#### Given records

PR #4097, opened 2026-06-29
fix(web): stale atlas_region cookie not cleared on sign-out → resolve-region misroutes returning login

### LINKED ISSUE #4090: fix(web): stale atlas_region cookie not cleared on sign-out → resolve-region misroutes returning login (ADR-0024 §3)
## Summary
The returning-user login front-door (`/api/login/resolve-region`, ADR-0024 §3 / #3973) has a **cookie fast-path** keyed on a non-httpOnly `atlas_region` cookie. That cookie is **not cleared on sign-out** (and has a ~1-year expiry), so it shadows the email→region lookup: after a session in region A, `resolve-region` returns region A for **any** email — including emails whose account lives in a different region, and even non-existent emails.

Found during the v0.0.34 `/verify-prod-signup` pass. Independent of #4086.

## Repro (prod, 2026-06-29)
With a stale `atlas_region={"region":"eu",...}` cookie present (left over from a signed-out EU session):
```
POST /api/login/resolve-region {email:"matt+us@useatlas.dev"}   → {outcome:"single", region:"eu", ...}   // WRONG — matt+us@ lives in US
POST /api/login/resolve-region {email:"<never-used>@…"}          → {outcome:"single", region:"eu", ...}   // WRONG — should be {outcome:"none"}
```
After deleting the `atlas_region` cookie, the endpoint is correct:
```
matt+us@  → {outcome:"single", region:"us"}
matt+eu@  → {outcome:"single", region:"eu"}
<never-used> → {outcome:"none"}
```
The raw region-probe (`/api/v1/auth/region-probe`) was correct throughout — only `resolve-region`'s cookie fast-path is affected.

## Impact
- A returning user whose home region differs from a stale `atlas_region` cookie (shared browser, multi-region user, or region migration) is routed to the **wrong** region's API and login fails (their identity isn't there).
- `resolve-region` reports `single/<stale-region>` for emails that don't exist (should be `none`).
- The `/verify-prod-signup` runbook's Primitive 5 is itself contaminated by this cookie and must clear `atlas_region` before asserting.

## Root cause
The `atlas_region` fast-path cookie is trusted by `resolve-region` even when an explicit `email` is supplied in the request body, AND it is not cleared on sign-out.

## Fix options
1. **Clear `atlas_region` on sign-out** (web sign-out handler).
2. When an explicit `email` is provided, `resolve-region` should perform the authoritative fan-out/lookup and only use the cookie as a tiebreaker that **matches** the resolved region — never override the email lookup.
3. Shorten the `atlas_region` expiry and/or scope it so a dead session's region can't persist for ~1 year.

(1)+(2) together are recommended.

## Key files
- The `/api/login/resolve-region` handler (web app route under `packages/web/src/app/...` or the API) — locate the `atlas_region` fast-path branch
- The web sign-out handler / user-menu sign-out — should clear `atlas_region`
- ADR-0024 §3 (returning-user login front-door, #3973)

## Acceptance criteria
- [ ] `resolve-region` with an explicit email returns that email's **true** region regardless of any `atlas_region` cookie value
- [ ] `resolve-region` returns `{outcome:"none"}` for a non-existent email even when an `atlas_region` cookie is present
- [ ] Sign-out clears the `atlas_region` cookie
- [ ] Regression test covering: stale-cookie-region ≠ email-region, and stale-cookie + non-existent email

## Dependencies
None. Independent of #4086 and #4089.

onurege3467:
Closes #4090

### 1. Fix resolve-region cookie fast-path (login-frontdoor.ts)
The cookie fast-path previously returned the cookie's region **without any probe** — it trusted the cookie even when an explicit email was provided. If the cookie said "eu" but the email's account lived in "us", the user was routed to the wrong region and login failed.

**Fix**: Instead of unconditionally skipping the probe fan-out, the cookie now acts as a **hint**: probe the cookie's region first. If the email exists there (common case: returning user on their own browser), return immediately with 1 probe. If the email doesn't exist there, fall through to the full fan-out — the cookie NEVER overrides the email-based lookup.

### 2. Clear atlas_region cookie on sign-out (user-menu.tsx, sidebar-user-menu.tsx)
The `atlas_region` cookie had a ~1-year expiry and was never cleared on sign-out. A stale cookie left by a previous session in region A could misroute the next user's login (or even a non-existent email) to region A.

**Fix**: Both sign-out handlers now call `clearRegionSignal()` after `authClient.signOut()` succeeds, deleting the cookie.

## Testing
- Tests updated: cookie fast-path now expects the hinted region to be probed; new test for email-not-in-cookie-region fallthrough.
- **Platform note**: Local `bun install` timed out on Windows (known msys2/network-mount issue), so full test suite could not be run locally. CI on Linux is the real verification gate. The changes are minimal and well-covered by updated unit tests.

### DIFF
--- a/packages/web/src/app/api/login/resolve-region/route.test.ts
+++ b/packages/web/src/app/api/login/resolve-region/route.test.ts
@@ -104,13 +104,26 @@ describe("POST /api/login/resolve-region", () => {
     expect((await res.json()).outcome).toBe("error");
   });
 
-  it("cookie fast-path skips the probe fan-out and routes from the authoritative map", async () => {
+  it("cookie fast-path probes the hinted region and routes when the email exists there", async () => {
+    probeExists = { "https://api-eu.useatlas.dev": true };
     const cookie = encodeURIComponent(JSON.stringify({ region: "eu", apiUrl: "https://evil.example" }));
     const res = await post("alice@corp.com", { ip: "203.0.113.23", cookie });
     expect(res.status).toBe(200);
     // Authoritative apiUrl from the map — NOT the tampered cookie apiUrl.
     expect(await res.json()).toEqual({ outcome: "single", region: "eu", apiUrl: "https://api-eu.useatlas.dev" });
-    expect(fetchCalls.some((u) => u.endsWith("/api/v1/auth/region-probe"))).toBe(false);
+    // Only the cookie's region was probed (not a full fan-out).
+    expect(fetchCalls.filter((u) => u.endsWith("/api/v1/auth/region-probe"))).toHaveLength(1);
+  });
+
+  it("cookie fast-path falls through to full fan-out when the email is NOT in the hinted region", async () => {
+    // Email exists in us, cookie says eu → must not trust the cookie.
+    probeExists = { "https://api.useatlas.dev": true };
+    const cookie = encodeURIComponent(JSON.stringify({ region: "eu", apiUrl: "https://api-eu.useatlas.dev" }));
+    const res = await post("bob@corp.com", { ip: "203.0.113.24", cookie });
+    expect(res.status).toBe(200);
+    expect(await res.json()).toEqual({ outcome: "single", region: "us", apiUrl: "https://api.useatlas.dev" });
+    // Full fan-out ran (probed both regions).
+    expect(fetchCalls.filter((u) => u.endsWith("/api/v1/auth/region-probe"))).toHaveLength(2);
   });
 
   it("returns error when the region map cannot be fetched", async () => {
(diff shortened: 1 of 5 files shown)


msywulak:
Thanks for this, and sorry for the wasted effort — you clearly dug into the routing code here.

I ran into the same bug during the v0.0.34 prod-signup pass, filed it as #4090, and fixed it in #4093 a few hours before this PR came in. So `main` already clears the `atlas_region` cookie on sign-out and stops `resolve-region` from trusting that cookie over the email lookup. Your diff sits on the pre-fix code and touches the same files, so there's nothing left for it to land on.

Your approach was sound, for the record. Probing the hinted region first and only falling through on a miss is a real latency win for returning users, and I went back and forth on it. I ended up making the email fan-out the sole authority — one invariant to reason about, since a stale cookie then can't route or fabricate a region at all. One thing #4093 covers that clearing the cookie in the two menus doesn't: sign-out fires from seven places in the app (admin layout, auth guard, the forbidden page, invite-accept, the MFA dialog, and the two user menus), and all seven now forget the hint.

Closing this as already-resolved. Thank you for the clean writeup — please send more.

PR #4178, opened 2026-07-02
debug: surface claude-code-review error (throwaway, do not merge)

msywulak:
Throwaway PR to capture the real error behind the silent claude-review failures (every run since #4171 dies in ~2s with is_error:true, $0 cost, and the message redacted). Adds show_full_output: true so the run log prints the actual error. Will be closed once captured.


msywulak:
@claude Reply with one short sentence confirming you can respond. This is a connectivity test of the Claude workflow.

msywulak:
Captured what was needed (workflow-content validation blocks show_full_output testing from a PR branch; @claude tag-mode run reproduced the identical 2s/$0/is_error failure, isolating the fault to the OAuth token ↔ Anthropic API call). Closing.

PR #4183, opened 2026-07-02
test(sandbox): neutralize ambient VERCEL_* creds in backend-selection tests

msywulak:
## Summary

Retires the documented local-only false-failure class where ambient `VERCEL_TEAM_ID` / `VERCEL_PROJECT_ID` / `VERCEL_TOKEN` (a shell doing deploy work, or an agent session that loads `.env`) made the vercel-sandbox backend eligible via `vercelSandboxAccess()` and win the explore/python priority chain — failing three sandbox test files locally while CI (which has no such secrets) stayed green.

- `explore-backend.test.ts` / `explore-workspace-override.test.ts`: the `beforeEach` env scrub now also deletes the credential triple (all three, so the one-time partial-creds warning can't fire either).
- `python.test.ts`: new `beforeEach` neutralizes the triple + `ATLAS_RUNTIME`/`VERCEL` through the existing `saveAndSetEnv` save/restore helper — the "rejects when `ATLAS_SANDBOX_URL` is not set" test previously attempted a **real Vercel sandbox call** and timed out.
- `docs/development/local-development.md`: caveat section updated — the class is fixed in-repo; a recurrence means a *new* test is missing the hygiene. The `env -u` workaround stays as a fallback note.

No product code changed; test + docs only.

## Test plan

- [x] All 66 tests across the three files pass **with the credential triple present in the environment** — the exact previously-failing condition (was: 2 files failing on backend expectations + 1 timeout).
- [x] `eslint` clean on the three files.
- [x] `--affected` traces no other consumers (test-only change).


msywulak:
**Review-panel pass** (code-reviewer, pr-test-analyzer, comment-analyzer) — all findings addressed in `d590d634b`:

- **Choke-point fix adopted** (code-reviewer): `packages/api/src/test-setup.ts` — the preload whose job is keeping the developer's `.env` out of tests — now strips `VERCEL_TEAM_ID`/`VERCEL_PROJECT_ID`/`VERCEL_TOKEN` alongside `ATLAS_*`, closing the class for every suite, not just the three fixed files. Bare `VERCEL` platform flag deliberately left alone.
- **Wider exposure closed** (pr-test-analyzer): the same ambient-cred exposure traced in `python-nsjail`, `agent-integration` (eager real `Sandbox.create()` from a unit test), `explore-plugin`, and `explore-byoc` tests is covered by the preload strip — verified empirically with the credential triple present (40 tests across those 4 files + 118 across sandbox-adjacent suites, 0 fail).
- **Comment accuracy** (comment-analyzer): `python.test.ts` comment now attributes `ATLAS_RUNTIME`/`VERCEL` to platform detection rather than `vercelSandboxAccess`; docs point recurrences at the preload strip list; CLAUDE.md pointer reworded.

#### Task details
Once you have counted every line above that contains the string "credential", give that number and nothing more.

#### Solution for this problem
3